Holographic currents in first order Gravity and finite Fefferman-Graham expansions

TL;DR

This paper explores holographic currents in Chern-Simons theories, deriving finite Fefferman-Graham expansions and boundary currents like stress tensor and spin current, confirming their Ward identities.

Contribution

It provides a new gauge fixing in five-dimensional Chern-Simons gravity that yields finite Fefferman-Graham expansions and explicitly constructs holographic boundary currents.

Findings

Holographic vector and chiral currents reproduce the chiral anomaly.

Finite Fefferman-Graham expansion achieved in 5D Chern-Simons gravity.
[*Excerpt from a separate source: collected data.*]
Issue #603, opened 2026-05-06
Bug: Multiple library versions or instances conflict fatally


knackstedt:
### Describe the bug

If you have a multi-repo setup or dependencies with hard version requirements, instanced objects do not work across different library instances due to usage of `instanceof`. Additionally, private fields in the exported classes cause type conflicts because the classes are exported as-is, rather than exported as interface types.

### Steps to reproduce

Setup a bun multi-repo workspace with surrealdb installed in multiple repos. Make one workspace contain types and utilities, and have at least one library that either depends on or is a peer dependency of Surrealdb. You'll observe that bun creates multiple bun installs for the different contexts, and instanceof checks (e.g. with RecordIds and other instanced classes) will not resolve correctly.

e.g.
Instanceof checks don't correctly resolve RecordIDs -- they emit `{ }` to the underlying query.
```
Cannot execute DELETE statement using value: {  }","status":500,"stack":"Error: Cannot execute DELETE statement using value: {  }
```
Type errors because of #private properties not being rectifiable.
```
Types of parameters 'db' and 'db' are incompatible.
    Type 'import("/home/knackstedt/TEST_REPO/node_modules/.bun/surrealdb@2.0.3+4b2c1f8f02d6f8a0/node_modules/surrealdb/dist/surrealdb").Surreal' is not assignable to type 'import("/home/knackstedt/TEST_REPO/node_modules/.bun/surrealdb@2.0.3+85580646e632dbd6/node_modules/surrealdb/dist/surrealdb").Surreal'.
      Property '#private' in type 'Surreal' refers to a different member that cannot be accessed from within type 'Surreal'
```

### Expected behaviour

Passing an instanced RecordId from v2.0.0 to v2.0.3 should run correctly, without relying on an instanceof check. Additionally, types can resolve to different libraries, but should only conflict if there's an interface delta between the versions, not because the #private fields can't be rectified between the two.

### SurrealDB version

Irrelevant.

### JavaScript SDK version

2.x.x

### Is there an existing issue for this?

- [x] I have searched the existing issues

### Code of Conduct (repository /surrealdb.js)

- [x] I agree to follow this project's Code of Conduct

PR #604, opened 2026-05-06
fix: handle multiple library instances (versions, duplicate dependencies)

knackstedt:

## What is the motivation?

When you have multiple SurrealDB SDK libraries imported (due to module resolution or version incompatibility) then if you pass e.g. a RecordId from library =2.0.0 to =2.0.1 the instanceof checks fail and the RecordId is serialized as `{ }` into the query.

e.g.
```
Cannot execute DELETE statement using value: {  }","status":500,"stack":"Error: Cannot execute DELETE statement using value: {  }
```

Additionally, there are type conflicts if multiple SurrealDB SDKs are resolved by the SDK -- specifically with Typescript #private fields. This can only be resolved by completely omitting the fields in the exported types or by marking them as normal private fields, without the #.

## What does this change do?
This change replaces all of the instanceof checks and #private fields with standard typescript private fields. 

Ensuring unit tests work. This is difficult to multi-instance test with the time I have available.

#603


macjuul:
Hey! I'm on board with making these changes, however one improvement that can be made to simplify and streamline the instance checking by implementing [Symbol.hasInstance](https://developer.mozilla.org/en-US/docs/Web/JavaScript/Reference/Global_Objects/Symbol/hasInstance) on each class, which in turn checks for symbol presence

knackstedt:
@macjuul I reverted those checks and moved everything to use Symbol.hasInstance to replace the util export checks.

Note: the Biome formatter and the VSCode formatters are conflicting in some syntax here -- might want to disable the VSCode formatter via a settings.json config property

macjuul (approved):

Derived boundary stress tensor and spin current satisfying Ward identities.

Abstract

We study the holographic currents associated to Chern-Simons theories. We start with an example in three dimensions and find the holographic representations of vector and chiral currents reproducing the correct expression for the chiral anomaly. In five dimensions, Chern-Simons theory for AdS group describes first order gravity and we show that there exists a gauge fixing leading to a finite Fefferman-Graham expansion. We derive the corresponding holographic currents, namely, the stress tensor and spin current which couple to the metric and torsional degrees of freedom at the boundary, respectively. We obtain the correct Ward identities for these currents by looking at the bulk constraint equations.